Since October 2019, Jodi Hunter has been the Assistant Brewer at CCVK – Compañia de Cervezas Valle del Kahs in Madrid, Spain where she has faced several challenges since the beginning with a language barrier, but that hasn’t stopped her from learning the many aspects of brewing Spanish style craft beers. She feels that identifying and communicating fermentation is invaluable and essential, and is very excited about the White Labs – Many Flavors of Fermentation course. Jodi hopes to bring this knowledge and apply these principles within the American craft beer industry upon her return to the United States. She believes the key to success is through education and knowledge.

 

Ann Sandbrook, currently a Lab Specialist, has been working at Virginia Tech Analytical Services Lab in Blacksburg, Virginia since 2011. In addition to using TTB and AOAC testing methods on fermented beverages and working daily to troubleshoot quality problems with members, Ann also supports educational workshops both independently and in partnership with MBAA and ASBC. While she is familiar with analytical and sensory testing, she is looking forward to expanding her knowledge to brewing production. She plans to use her experience from White Labs – Reusing Yeast: Getting the Most from Your Culture course to elevate within the brewing industry and continue to provide educational opportunities by sharing her knowledge through industry workshops and events.

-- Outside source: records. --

PR #3063, opened 2026-07-01
[mod_cdr_pg_csv] optionally honor force_process_cdr for B-leg CDRs

realsama:
## Description

`mod_cdr_pg_csv` chooses which legs to log solely from the global `legs` setting
(`a` | `b` | `ab`); there is no per-call override. With the default `legs=a`, the
B-leg of a bridged call (e.g. an outbound `bridge` / `<Dial>`) never produces a CDR
and cannot be billed from the pg_csv record, even when the application deliberately
wants it recorded.

`mod_json_cdr` and `mod_format_cdr` already handle this via the standard
`force_process_cdr` channel variable (`SWITCH_FORCE_PROCESS_CDR_VARIABLE`), reported
regardless of the leg filter. `mod_cdr_pg_csv` had no equivalent.

This adds an opt-in `honor-force-process-cdr` setting (default **off**). When
enabled, a B-leg whose `force_process_cdr` variable is set is logged even if the
`legs` filter would otherwise skip it. Enable in `cdr_pg_csv.conf.xml`:

    <param name="honor-force-process-cdr" value="true" />

## Type of Change

- [ ] Bug fix
- [x] New feature
- [ ] Breaking change
- [ ] Documentation update
- [ ] Code cleanup / refactor

## Related Issues

None.

## Testing

Built against `master`. The same change (on a 1.10.12 base) is running in production:
with the setting on and a bridged B-leg exporting `force_process_cdr=true`, the dialed
leg now produces its own `cdr` row; with it off, output is identical to current behaviour.

- [x] Tested manually

## Checklist

- [ ] All existing tests pass

### DIFF
--- a/src/mod/event_handlers/mod_cdr_pg_csv/mod_cdr_pg_csv.c
+++ b/src/mod/event_handlers/mod_cdr_pg_csv/mod_cdr_pg_csv.c
@@ -88,6 +88,7 @@ static struct {
 	spool_format_t spool_format;
 	int rotate;
 	int debug;
+	int honor_force_process_cdr;
 } globals;
 
 static switch_xml_config_enum_item_t config_opt_cdr_leg_enum[] = {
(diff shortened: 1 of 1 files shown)


realsama:
Hi @andywolk  could you please take a quick look at this one file PR when you get a chance? Thanks.

Issue #3091, opened 2026-08-03
[mod_callcenter] instance_id column hardcoded as 'single_box' — breaks multi-node deployments


gaurang1102:
**Describe the bug**
The agents and members tables in mod_callcenter have an instance_id column specifically designed to differentiate agents registered on different FreeSWITCH nodes in a multi-node deployment. However, every SQL write in cc_agent_set_value() and the agent load functions hardcodes the string 'single_box' as the instance_id, making the column permanently non-functional.

This means that in any deployment with more than one FreeSWITCH node sharing a common database (a standard HA or geographic distribution scenario), all nodes write identical instance_id values, making it impossible to:

Query which node currently owns a given agent
Filter member queries to agents registered on the same node (serving_system is also hardcoded)
Perform proper node-scoped agent state cleanup on restart

**To Reproduce**
(1) Deploy two FreeSWITCH nodes sharing a common PostgreSQL/MySQL callcenter database.
(2) Register agents on both nodes.
(3) Query: SELECT name, instance_id FROM agents;
(4) Observe that every row shows instance_id = 'single_box' regardless of which node the agent is registered on.
(5) Attempt to filter member queries by serving_system to route calls to the correct node — the filter is non-functional.

**Expected behavior**
Each node writes its own configurable identifier to instance_id. The column meaningfully partitions data by node, enabling multi-node agent isolation and proper serving-system filtering.

**Actual behavior**
All nodes write 'single_box'. The instance_id column is permanently non-functional. Multi-node deployments cannot use callcenter's built-in node partitioning.

**Affected Versions**
All known versions of mod_callcenter (1.6 through 1.10.12, 1.11.1). The column exists in the schema but has never been populated dynamically.

PR #3092, opened 2026-08-03
[mod_callcenter] instance_id column hardcoded as 'single_box' — breaks multi-node deployments

gaurang1102:
## Problem Description ##
The agents and members tables in mod_callcenter have an instance_id column specifically designed to differentiate agents registered on different FreeSWITCH nodes in a multi-node deployment. However, every SQL write in cc_agent_set_value() and the agent load functions hardcodes the string 'single_box' as the instance_id, making the column permanently non-functional.

This means that in any deployment with more than one FreeSWITCH node sharing a common database (a standard HA or geographic distribution scenario), all nodes write identical instance_id values, making it impossible to:

Query which node currently owns a given agent
Filter member queries to agents registered on the same node (serving_system is also hardcoded)
Perform proper node-scoped agent state cleanup on restart

## Type of Change

- [x] Bug fix
- [ ] New feature
- [ ] Breaking change
- [ ] Documentation update
- [ ] Code cleanup / refactor

## Related Issues

#3091

## Testing

- [x] Tested manually

## Checklist

- [x] All existing tests pass

### DIFF
--- a/src/mod/applications/mod_callcenter/mod_callcenter.c
+++ b/src/mod/applications/mod_callcenter/mod_callcenter.c
@@ -907,8 +907,8 @@ cc_status_t cc_agent_add(const char *agent, const char *type)
 		/* Add Agent */
 		switch_log_printf(SWITCH_CHANNEL_LOG, SWITCH_LOG_DEBUG, "Adding Agent %s with type %s with default status %s\n",
 				agent, type, cc_agent_status2str(CC_AGENT_STATUS_LOGGED_OUT));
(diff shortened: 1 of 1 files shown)


davesoft11:
Most of FS scales horizontally properly to multiple instances. But mod_callcenter is a notable exception, not supporting instance_id dynamically. The importance of affinity in ACD applications makes this particularly problematic. I'd love to see this upstreamed so our home-grown solutions can be ripped out.

PR #3106, opened 2026-08-06
[Core, mod_sofia] Make the rtp-autofix-timing codec check limit configurable

RicardoMDomingues:
## Description
The CBR branch of the autofix-timing codec check stopped after a hardcoded 50 frames.

Add a sofia profile parameter, rtp-autofix-max-codec-check-frames:

  > 0   inspect that many frames (default 50, unchanged)
  < 0   inspect for the whole call

## Type of Change

- [ ] Bug fix
- [x] New feature
- [ ] Breaking change
- [ ] Documentation update
- [ ] Code cleanup / refactor

## Testing

- [ ] Tested manually

## Checklist

- [x] All existing tests pass

## Additional Notes

I need this change because I use FreeSWITCH (FS) with Trader turret systems. In some setupus, media is routed to a media server, and the packet rate can change dynamically between all participants (from the Turret phones, to their gateway, through the customer's SBC, and finally to our system).

When the Turret system changes the packet rate, it does not send a SIP re-INVITE or any other SIP signaling to notify the gateway or SBC. Because of this, there is no way to detect the rate change via SIP. Instead, it can only be detected and handled using the RTP timestamp and payload information.
FreeSWITCH already had a feature to handle this, but it previously only worked at the very beginning of the call. My change extends this functionality so FreeSWITCH by making configurable how many packets we want to check and, if its negative, check for entire call

### DIFF
--- a/conf/vanilla/sip_profiles/internal.xml
+++ b/conf/vanilla/sip_profiles/internal.xml
@@ -373,6 +373,8 @@
     <!--<param name="outbound-use-uuid-as-callid" value="true"/>-->
     <!-- set to false disable this feature -->
     <!--<param name="rtp-autofix-timing" value="false"/>-->
+    <!-- how many initial frames rtp-autofix-timing inspects before stop, -1 to inspect for the whole call (default 50) -->
+    <!--<param name="rtp-autofix-max-codec-check-frames" value="-1"/>-->
 
     <!-- set this param to false if your gateway for some reason hates X- headers that it is supposed to ignore-->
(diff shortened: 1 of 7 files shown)


RicardoMDomingues:
@andywolk, @morbit85 could you please provide feedback on this? I have been keeping a fork of FS for long time because of it. The change does not add any new mechanism, only adds a configuration to replace the old constant `MAX_CODEC_CHECK_FRAMES` while keeps 50 as default

PR #388, opened 2023-03-01
NO-JIRA: [Python] Allow configuration of container ID

Jmennius:
This allows simple external configuration of container ID.
Without it the only way to overwrite or provide custom container ID is to inherit the class.

### DIFF
--- a/python/proton/_reactor.py
+++ b/python/proton/_reactor.py
@@ -1192,7 +1192,11 @@ class Container(Reactor):
     for creating connections and sender- or receiver- links.
     """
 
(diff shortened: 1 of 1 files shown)


astitcher:
@Jmennius I've merged a neater version of this change with a test to make sure it works. Note you'll likely get a faster response at least from me) if you include a test or two for your changes.

Jmennius:
> @Jmennius I've merged a neater version of this change with a test to make sure it works. Note you'll likely get a faster response at least from me) if you include a test or two for your changes.

Thanks! will consider fort the future.

PR #323, opened 2021-06-25
PROTON-2401: on_link_closed should be closed when the link is remotel…

NS-SlaFleur:
…y closed (closing state) and then locally closed (closed state).

https://issues.apache.org/jira/browse/PROTON-2401

PR #391, opened 2023-04-05
PROTON-2401: [Python] on_xxx_closed should be called on locally closed after remote close

astitcher:
When links/sessions/connections are remotely closed then locally closed the on_xxx_closed event should still fire. The existing code only fires this event for local then remote close.

This is the continuation of #323

### DIFF
--- a/python/proton/_handlers.py
+++ b/python/proton/_handlers.py
@@ -406,6 +406,10 @@ class EndpointStateHandler(Handler):
             self.on_link_closing(event)
         event.link.close()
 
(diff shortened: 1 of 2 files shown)


astitcher:
I've modified the original PR:
* The same logic should apply to the connection and session events too
* No need to call xxx_close as you'll only get the _close event after the xxx_xlose API is called already

I'd like to add some use of these event/some tests to be sure this change is good before merging it.

astitcher:
I've added a test for the connection closed event.

PR #392, opened 2023-04-06
Fixing a leak problem.

ozdemirda:
If the delivery object is not settled on the sender side, the delivery object does not get returned to the pool of the link. I believe that this issue was missed, because the delivery objects in this specific example are not completely lost and they get freed when the connection is closed (Valgrind happily reports that all is good). Without the proposed fix, this code will mislead people and the code written based on this example will cause memory exhaustion in the long run.


astitcher:
Merged

PR #394, opened 2023-04-19
PROTON-2716: replace `include_directories()` call with opentelemetry-cpp provided targets

jiridanek:
MSVC apparently tried something to exclude 3rd party libs from strict compilation warning settings, https://devblogs.microsoft.com/cppblog/broken-warnings-theory/, and gcc/cmake should have this too, all IMPORTED targets include directories with -isystem, which should suppress excessive warnings https://stackoverflow.com/a/73549820/1047788..

[embarrassingly many minutes later] Aand, I think I found it, we have if (ENABLE_OPENTELEMETRYCPP)
  include_directories(${OPENTELEMETRY_CPP_INCLUDE_DIRS})

so we are preempting what I described above by pulling these dirs into the project on our own without CMake mediation! When this line (include_directories) is deleted, then the Clang build starts working.

This change sillences compile errors such as

```
In file included from /home/jdanek/repos/qpid/qpid-proton/cmake-build-debug-clang/vcpkg_installed/x64-linux/include/opentelemetry/nostd/./internal/absl/types/../utility/../base/internal/invoke.h:42:
/home/jdanek/repos/qpid/qpid-proton/cmake-build-debug-clang/vcpkg_installed/x64-linux/include/opentelemetry/nostd/./internal/absl/types/../utility/../base/internal/../../meta/type_traits.h:299:36: error: builtin __has_trivial_destructor is deprecated; use __is_trivially_destructible instead [-Werror,-Wdeprecated-builtins]
    : std::integral_constant<bool, __has_trivial_destructor(T) &&
```


astitcher (approved):
Lgtm 
This is clearly the correct cmake!
Looks like a mistake when we converted to using the new style of cmake

astitcher (changes requested):
Having approved - please change the commit comment to be much shorter! and just discuss the actual change rather than the process which you found it (however amusing!)

jiridanek:
@gemmellr @astitcher Do I need a jira for this?

gemmellr:
It sounds important enough to have one due to the fire and 'breaks build' aspect hehe. It doesnt need to be a very elaborate JIRA.

PR #395, opened 2023-04-19
PROTON-2715: remove unused for-cycle counter variable

jiridanek:
Some for loops just silently scream to be let out as while

```
[ 83%] Building CXX object cpp/examples/CMakeFiles/tracing_server.dir/tracing_server.cpp.o
/home/jdanek/repos/qpid/qpid-proton/cpp/examples/flow_control.cpp:65:18: error: variable 'i' set but not used [-Werror,-Wunused-but-set-variable]
        for (int i = sequence; available && s.credit() > 0; i++) {
                 ^
1 error generated.
```

### DIFF
--- a/cpp/examples/flow_control.cpp
+++ b/cpp/examples/flow_control.cpp
@@ -62,7 +62,7 @@ class flow_sender : public proton::messaging_handler {
     flow_sender() : available(0), sequence(0) {}
 
     void send_available_messages(proton::sender &s) {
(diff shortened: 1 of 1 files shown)


astitcher (approved):
Amazing the compiler stayed silent so long!

jiridanek:
> Amazing the compiler stayed silent so long!

It's the power of switching to clang! Maybe Red Hat should consider doing that ;DDD

PR #396, opened 2023-04-19
PROTON-xxxx: suppress deprecation warnings when using Jaeger in traci…

jiridanek:
…ng example

```
/home/jenkins/workspace/rh-qpid-proton-dist-el9-main/build/BUILD/qpid-proton-0.39.0/cpp/examples/tracing_client.cpp:157:50:
error: ‘JaegerExporter’ is deprecated
[-Werror=deprecated-declarations]
  157 |             new opentelemetry::exporter::jaeger::JaegerExporter(opts));
      |                                                  ^~~~~~~~~~~~~~
In file included from
```

### DIFF
--- a/cpp/examples/tracing_client.cpp
+++ b/cpp/examples/tracing_client.cpp
@@ -150,11 +150,16 @@ int main(int argc, char **argv) {
         // 2. Set the global trace provider.
         // 3. Call proton::initOpenTelemetryTracer().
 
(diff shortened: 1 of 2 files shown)


astitcher:
I think we should fix the example to use a non deprecated exporter rather than suppress the warning - the deprecation is going to happen pretty soon after the release (July 2023) so using the oltp exported instead makes more sense.

PR #397, opened 2023-04-19
PROTON-2714: add annotations for printf-like format strings and fix linux compiler warnings

jiridanek:


c/src/core/connection_driver.c
```diff
@@ -43,7 +43,7 @@ static pn_event_t *batch_next(pn_connection_driver_t *d) {
   /* Log the next event that will be processed */
   pn_event_t *next = pn_collector_next(d->collector);
   if (next && PN_SHOULD_LOG(&d->transport->logger, PN_SUBSYSTEM_EVENT, PN_LEVEL_DEBUG)) {
-    pni_logger_log_msg_inspect(&d->transport->logger, PN_SUBSYSTEM_EVENT, PN_LEVEL_DEBUG, next, "");
+    pni_logger_log_msg_inspect(&d->transport->logger, PN_SUBSYSTEM_EVENT, PN_LEVEL_DEBUG, next, "%s", "");
```
jiridanek, line 46: there is only this one line where the annotations lead to siliness needed not to generate a warning (empty formatting string on gcc generates warning)

c/src/ssl/openssl.c
```diff
@@ -1034,7 +1037,7 @@ static ssize_t process_input_ssl( pn_transport_t *transport, unsigned int layer,
     transport->present_layers |= LAYER_SSL;
   }
 
-  ssl_log( transport, PN_LEVEL_TRACE, "process_input_ssl( data size=%d )",available );
+  ssl_log( transport, PN_LEVEL_TRACE, "process_input_ssl( data size=%zu )",available );
```
jiridanek, line 1040: this may rather need the portable format string macros, not sure if necessary

c/src/core/logger.c
```diff
@@ -201,7 +201,7 @@ void pni_logger_log_raw(pn_logger_t *logger, pn_log_subsystem_t subsystem, pn_lo
   const char *start = &bytes.start[bytes.size-size];
   for (unsigned i = 0; i < size; i+=16) {
     pn_fixed_string_t out = pn_fixed_string(buf, sizeof(buf));
-    pn_fixed_string_addf(&out, "%04x/%04x: ", i, size);
+    pn_fixed_string_addf(&out, "%04x/%04zx: ", i, size);
```
jiridanek, line 204: this may rather need the portable format string macros, not sure if necessary

jiridanek:
It looks that msvc wants its annotation on both declaration and definition,

```
C:\Users\jdanek\Source\Repos\jiridanek\qpid-proton\c\src\core\object\string.c(197) : warning C28251: Inconsistent annotation for 'pn_string_format': this instance has no annotations. See c:\users\jdanek\source\repos\jiridanek\qpid-proton\c\src\core\object_private.h(187). 
```

jiridanek:
But it seems to be good enough to produce reports

image

astitcher:
I feel that we had these annotations in the original proton code base - I wonder where they went?
In any case I think this is a good direction - but after the 0.39 release!

jiridanek:
> I feel that we had these annotations in the original proton code base - I wonder where they went?

They are still there, but only applied to two of the functions. I'm rewriting those here to use the macros from Facebook.

> In any case I think this is a good direction - but after the 0.39 release!

Sure, I only decided to raise the PR now because otherwise I might forget to do it after the release. It found two broken format strings on Linux and quite a lot on Windows, but I guess this is not a release blocker. All about size_t printing; did not investigate, but it looks like somebody was switching to larger type and missed formatting strings while making the change?

c/include/proton/annotations.h
```diff
@@ -0,0 +1,93 @@
...
+#ifdef _MSC_VER
+
+    #include <stddef.h>
+
+    #ifdef _USE_ATTRIBUTES_FOR_SAL
+        #undef _USE_ATTRIBUTES_FOR_SAL
+    #endif
+
+    #define _USE_ATTRIBUTES_FOR_SAL 1
+    #include <sal.h>
```
jiridanek, line 58: no idea what this is there for, but facebook thought it worthy of including, so I copied it over

c/include/proton/annotations.h
```diff
@@ -0,0 +1,93 @@
...
+ *   Mutex& mutex, Args&&... args) { ... }
+ *
+ */
+
+// compiler specific attribute translation
+// msvc should come first, so if clang is in msvc mode it gets the right defines
+
+// warn format placeholders
+
+// NOTE: this will only do checking in msvc with versions that support /analyze
```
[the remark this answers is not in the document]
jiridanek: and the checks get lost in the noise very easily

jiridanek:
Sorry for creating the duplicate, I did not remember I already created a PR for this. It's actually good, since I already have it (mostly) reviewed, and the time has come preparing for next release, so it is a good time to do this.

White Labs – Sour Beer: Alternative Microbes and Fermentation Techniques: From traditional spontaneous fermentation to inoculation techniques and overviews of the major organisms used and found in sour beer we’ll review the behavior of select organisms and how to best utilize them in a sour program.

White Labs – The Many Flavors of Fermentation: The ability to effectively communicate fermentation attributes is crucial in brewing business. Through the use of video, slides, narration, and quizzes, this online class will explore ways to describe yeast-influenced flavor/aroma compounds, how yeast can manipulate other ingredients, and ways to establish brand identity through sensory. Students will develop a comprehensive vocabulary and the ability to clearly communicate fermentation profiles to staff and customers alike.

White Labs – Reusing Yeast: Getting the Most from Your Culture: Consistent fermentations and high-quality beer begin with healthy yeast and consistent pitch-rates. Join Joe Kurowski, White Labs head of brewing operations, in this course, which offers an in-depth look at how to best harvest and store yeast for optimal performance. Explore various fermentation-related topics such as pitch rates, best practices when looking at yeast health and ideal conditions for yeast storage. Ideal for staff who works in the cellar, this course also provides content that everyone working in a brewery setting should understand.